# [SO] Gentoo GNU/Linux v/s FreeBSD (Abierto)

## JotaCE

No es que pretenda iniciar una polemica entre los que usamos Gentoo en el escritorio y servidores y los que usan algun sistema operativo BSD.

Por el contrario mi intencion es leer de ustedes cuales pueden ser las fortalezas y debilidades de cada uno. que los hace potentes y que los hace debiles.

Como ejemplo : es sabido que OpenBSD de la mucho a la seguridad. 

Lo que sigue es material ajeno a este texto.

PR #47, opened 2015-04-16
Fix go syntax generation for unmarshall when a non-struct custom type is used

laurent-descrivan:
There is an issue regarding unmarshalling of a custom type, is the type is not a struct, but an alias to anything else, like an int.

Test case and fix is included. Copyright of this patch is waived.

Thank you for merging this pull request, if possible.


awalterschulze:
This looks like a good fix.
Thank you very much.

laurent-descrivan:
Thanks for the merge!

awalterschulze:
Thanks for the fix :)

PR #50, opened 2015-05-07
Simple proof of concept for allowing aliased but non-marshaled types

laurent-descrivan:
This is a simple unfinished proof of concept for illustration in issue #36


awalterschulze:
I will work on a solution for this asap.
I know that casted types is a usecase that is quite popular.
So I will definitely be looking to solve it.
This would only be the start to the solution, there is still a lot to change in proto/decode and proto/encode etc.
I should have already designed something, I'm sorry, but please be patient.
Once I have designed something I will be needing help.
So keep on watching issue 36

Issue #64, opened 2015-06-08
casttype doesn't handle nullable []byte correctly


tamird:
In proto2 syntax:
```proto
message RangeTreeNode {
  optional bytes left_key = 4 [(gogoproto.casttype) = "Key"];
}
```
In the generated code, LeftKey should be a pointer (because this thing is nullable) but it is not. Even the more explicit:
```proto
message RangeTreeNode {
  optional bytes left_key = 4 [(gogoproto.nullable) = true, (gogoproto.casttype) = "Key"];
}
```
yields a value type rather than a pointer.

awalterschulze:
This you can only do with customtype.
casttype assumes that the generated code without casttype is castable to the casttype.
bytes does not generate *[]byte, but generates []byte, so it is not castable to *Key

PR #65, opened 2015-06-08
Address #64, sort of

tamird:
Tests don't pass, and I'm not sure this is the right way to make this change, but it does generate code that compiles.


awalterschulze:
Yes thats because the generated code is just one facet.
The marshaling and unmarshaling should also work when no code generation is used.
And that is basically the big reason I don't want to support *[]byte.
The reflect and unsafe marshaling and unmarshaling of *[]byte instead of []byte will be hard to implement.
Next it is a very special case for bytes, none of the other field types need this.
And you can basically already implement this with customtype if you really need a pointer.

PR #67, opened 2015-06-12
Support multiple packages per run

tamird:
This is a modified version of https://github.com/golang/protobuf/pull/40. Upstream seems to be reluctant to support non-Google use-cases :(


awalterschulze:
Seems to me that his concern was more about Go packages than Google?

tamird:
I think the TL;DR was that they don't need it, so they don't want to support it. In any case, how does this change look to you?

tamird:
One thing I couldn't quite work out is that this changes seems to be overly-eager with renaming imports:
```diff
-import proto1 "github.com/gogo/protobuf/proto"
+import proto11 "github.com/gogo/protobuf/proto"
```
But I couldn't figure out the renaming logic (which is different from upstream).

tamird:
Figured it out! PTAL.

awalterschulze:
I think what I need is a very clean example of how you would use this.
I have looked at the cockroachdb issue, but I can't seem to wrap my head around it.

Maybe you could make a folder in the test folder with some subfolders and some protos with a Makefile in the test/yourfolder that protocs all the files with one call.
This way we have a test to make sure it keeps on working.

tamird:
You got it - added the same changes I made in https://github.com/golang/protobuf/pull/40 to exercise this new code.

awalterschulze:
I would prefer a clean example if that would be possible?  
  - I like to minimize the changes in overlapping files between golang/protobuf and gogo/protobuf
  - And then it should be easier for me to play around with, since there will be no other factors.

tamird:
Done, made a freestanding test case.

awalterschulze:
Could you please move the multipkg folder from the testdata folder to the test folder?
Could you also add a Makefile in the root of the multipkg folder to show how you use your modifications to generate all the files?

tamird:
Done!

protoc-gen-gogo/generator/generator.go
```diff
@@ -549,6 +548,19 @@ var uniquePackageName = make(map[*descriptor.FileDescriptorProto]string)
 // value is the name that appears in the generated code.
 var pkgNamesInUse = make(map[string][]*FileDescriptor)
 
+func pkgNameInUse(pkg string, f *FileDescriptor) bool {
```
awalterschulze: Seems this is only a cleanup of the old code.
Could you revert the use of this function so that the diff with golang/protobuf is as small as possible.

test/multipkg/bar/bar.proto
```diff
@@ -0,0 +1,41 @@
+// Extensions for Protocol Buffers to create more go like structures.
```
awalterschulze: Rather use this copyright, since its gogoprotobuf original

// Copyright (c) 2015, Vastech SA (PTY) LTD. All rights reserved.
// http://github.com/gogo/protobuf/gogoproto
//
// Redistribution and use in source and binary forms, with or without
// modification, are permitted provided that the following conditions are
// met:
//
//     * Redistributions of source code must retain the above copyright
// notice, this list of conditions and the following disclaimer.
//     * Redistributions in binary form must reproduce the above
// copyright notice, this list of conditions and the following disclaimer
// in the documentation and/or other materials provided with the
// distribution.
//
// THIS SOFTWARE IS PROVIDED BY THE COPYRIGHT HOLDERS AND CONTRIBUTORS
// "AS IS" AND ANY EXPRESS OR IMPLIED WARRANTIES, INCLUDING, BUT NOT
// LIMITED TO, THE IMPLIED WARRANTIES OF MERCHANTABILITY AND FITNESS FOR
// A PARTICULAR PURPOSE ARE DISCLAIMED. IN NO EVENT SHALL THE COPYRIGHT
// OWNER OR CONTRIBUTORS BE LIABLE FOR ANY DIRECT, INDIRECT, INCIDENTAL,
// SPECIAL, EXEMPLARY, OR CONSEQUENTIAL DAMAGES (INCLUDING, BUT NOT
// LIMITED TO, PROCUREMENT OF SUBSTITUTE GOODS OR SERVICES; LOSS OF USE,
// DATA, OR PROFITS; OR BUSINESS INTERRUPTION) HOWEVER CAUSED AND ON ANY
// THEORY OF LIABILITY, WHETHER IN CONTRACT, STRICT LIABILITY, OR TORT
// (INCLUDING NEGLIGENCE OR OTHERWISE) ARISING IN ANY WAY OUT OF THE USE
// OF THIS SOFTWARE, EVEN IF ADVISED OF THE POSSIBILITY OF SUCH DAMAGE.

test/multipkg/baz/baz.proto
```diff
@@ -0,0 +1,41 @@
+// Extensions for Protocol Buffers to create more go like structures.
+//
+// Copyright (c) 2013, Vastech SA (PTY) LTD. All rights reserved.
```
awalterschulze: ditto copyright

test/multipkg/foo/foo.proto
```diff
@@ -0,0 +1,41 @@
+// Extensions for Protocol Buffers to create more go like structures.
+//
+// Copyright (c) 2013, Vastech SA (PTY) LTD. All rights reserved.
+// http://github.com/gogo/protobuf/gogoproto
+//
+// Go support for Protocol Buffers - Google's data interchange format
```
awalterschulze: Ditto copyright

protoc-gen-gogo/generator/generator.go
tamird: it's not cleanup - i had to add some logic to see here. This is actually a reduction in the diff with golang/protobuf - take a look at the implementation of `RegisterUniquePackageName` there.

tamird:
Updated the copyright

protoc-gen-gogo/generator/generator.go
awalterschulze: My bad

awalterschulze: I really suck at reading code.

protoc-gen-gogo/generator/generator.go
```diff
@@ -635,45 +635,49 @@ func (g *Generator) defaultGoPackage() string {
 // The package name must agree across all files being generated.
 // It also defines unique package names for all imported files.
 func (g *Generator) SetPackageNames() {
-	// Register the name for this package.  It will be the first name
-	// registered so is guaranteed to be unmodified.
-	pkg, explicit := g.genFiles[0].goPackageName()
```
awalterschulze: Why is the explicit goPackageName not needed anymore?

tamird: because we have a mapping from each file to its go package name.

awalterschulze: So this function or something like it is being called somewhere else
```
// goPackageName returns the Go package name to use in the
// generated Go file.  The result explicit reports whether the name
// came from an option go_package statement.  If explicit is false,
// the name was derived from the protocol buffer's package statement
// or the input file name.
func (d *FileDescriptor) goPackageName() (name string, explicit bool) {
	// Does the file have a "go_package" option?
	if opts := d.Options; opts != nil {
		if pkg := opts.GetGoPackage(); pkg != "" {
			return pkg, true
		}
	}

	// Does the file have a package clause?
	if pkg := d.GetPackage(); pkg != "" {
		return pkg, false
	}
	// Use the file base name.
	return baseName(d.GetName()), false
}
```

Aha I see that is what opts.GetGoPackage() is doing.

awalterschulze:
The github app is giving weird error:
```
From https://github.com/gogo/protobuf
 ! [rejected]        refs/pull/67/head -> pr/67  (non-fast-forward)
 (1)
```
When I clone your protobuf-1 repo I also can't find the test/multipkg folder.
I wanted to change the test a bit and play around.
Any ideas?
Maybe I am just tired and should try again tomorrow.

tamird:
@awalterschulze in my repo it's not on master, it's on the `multiple-packages-per-run` branch.

awalterschulze:
I made some changes to test/multipkg/Makefile, but could not get it to work.
The current import "baz/baz.proto" confuses go.
While this import "github.com/gogo/protobuf/test/multipkg/baz/baz.proto" confuses protoc.

```
test:
	make testprotoc
	make regenerate
	go test -v ./...

regenerate:
	(protoc --proto_path=../../../../../:../../protobuf/:. --gogo_out=. $(shell find . -name *.proto -type f))

testprotoc:
	(protoc --proto_path=../../../../../:../../protobuf/:. --descriptor_set_out=/dev/null $(shell find . -name *.proto -type f))	
```

test/multipkg/baz.proto
```
syntax = "proto2";

option (gogoproto.goproto_stringer_all) = false;
option (gogoproto.goproto_enum_prefix_all) = false;
option (gogoproto.goproto_getters_all) = false;

option (gogoproto.equal_all) = true;
option (gogoproto.verbose_equal_all) = true;
option (gogoproto.stringer_all) = true;
option (gogoproto.gostring_all) = true;
option (gogoproto.face_all) = true;
option (gogoproto.description_all) = true;

option (gogoproto.benchgen_all) = true;
option (gogoproto.unmarshaler_all) = false;
option (gogoproto.marshaler_all) = false;

option (gogoproto.goproto_enum_stringer_all) = false;
option (gogoproto.enum_stringer_all) = true;

option (gogoproto.unsafe_marshaler_all) = false;
option (gogoproto.unsafe_unmarshaler_all) = false;

package baz;

message BazMessage {
	optional int64 BazField = 1;
}
```

test/multipkg/bar.proto
```
syntax = "proto2";

import "baz/baz.proto";

option (gogoproto.goproto_stringer_all) = false;
option (gogoproto.goproto_enum_prefix_all) = false;
option (gogoproto.goproto_getters_all) = false;

option (gogoproto.equal_all) = true;
option (gogoproto.verbose_equal_all) = true;
option (gogoproto.stringer_all) = true;
option (gogoproto.gostring_all) = true;
option (gogoproto.face_all) = true;
option (gogoproto.description_all) = true;

option (gogoproto.benchgen_all) = true;
option (gogoproto.unmarshaler_all) = false;
option (gogoproto.marshaler_all) = false;

option (gogoproto.goproto_enum_stringer_all) = false;
option (gogoproto.enum_stringer_all) = true;

option (gogoproto.unsafe_marshaler_all) = false;
option (gogoproto.unsafe_unmarshaler_all) = false;

package bar;

message BarMessage {
	optional baz.BazMessage BarMsg = 1;
}
```

awalterschulze:
I added all the extensions basically just so I could have tests to run.  So most of them are unnecessary.
I think this shows some of the mismatch between protoc and go.
Maybe you have a solution for this situation?

tamird:
Yeah, nice catch. Basically, protoc-gen-go cannot know about the "real" final name of the go package, so it can't generate the correct import path. Ugh. We could possibly inspect the relative path from GOPATH to the current directory, but that is pretty gross.

Got any ideas?

awalterschulze:
Unfortunately not.
I agree using the $GOPATH is very gross.

awalterschulze:
I think it should be pretty easy to write a script that knows about the GOPATH and how to use protoc and basically scan all folders to find proto files and run protoc accordingly.
I think this is something that is built on top of protoc and some go support protobuf.

tamird:
Yeah, that's what we ended up doing in https://github.com/cockroachdb/cockroach/commit/f1b7cd32c9961b839c795bda6a33f6f5b6bf8758

Do you want to include that in gogoproto in some way?

awalterschulze:
It depends on what that some way is.
This would need to be a separate go binary, that calls protoc for you.
It should be possible to also include go_out or gogo_out or gofast_out, etc as a parameter.

awalterschulze:
Please open a new issue or pull request when you have a new proposal.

Pero la pregunta es .... que opinan ustedes ?

----------

## edgar_uriel84

Bueno, OpenBSD siempre lo uso para servidor DNS, DHCP y similares. Por supuesto PF es mucho más sencillo que iptables, siempre que pongo un firewall trato que sea PF (eso creo yo). La seguridad de los BSD tiene un punto importante, los servicios no se inician automáticamente como sucede en el 90% de las distros de Linux.

Los BSD son mucho más similares entre si, eso es una ventaja importante, Fedora no tiene mucho que ver con Debian y a su vez difiere de Gentoo. El kernel BSD tiene menor soporte en hardware pero esta mucho mejor organizado y con menos blobs binarios (no hay q limpiarlo como a linux que puede ser horrible).

Gentoo se construye, los BSD se instalan. Esto hace que aunque pueden hacer las mismas cosas la filosofía es diferente, en FreeBSD las "useflags" (no se llaman así) solo tienden a ajustarse una vez y en las actualizaciones se hace automático, gentoo pregunta cada vez.

Eso es lo que visto hasta el momento, creo que gentoo ha incorporado a linux muchas de las características de los BSD (portage creo que administra mejor los ebuilds pero elimina la posibilidad en la mayoría de los casos de mantener equilibrio entre paquetes binarios y personalizados), por eso es tan buena distro pero estoy pensando seriamente cambiarme a FreeBSD por lo que mencioné antes sobre el kernel, aun estoy en pruebas y en descubrir como ser eficiente con los ports y paquetes.

----------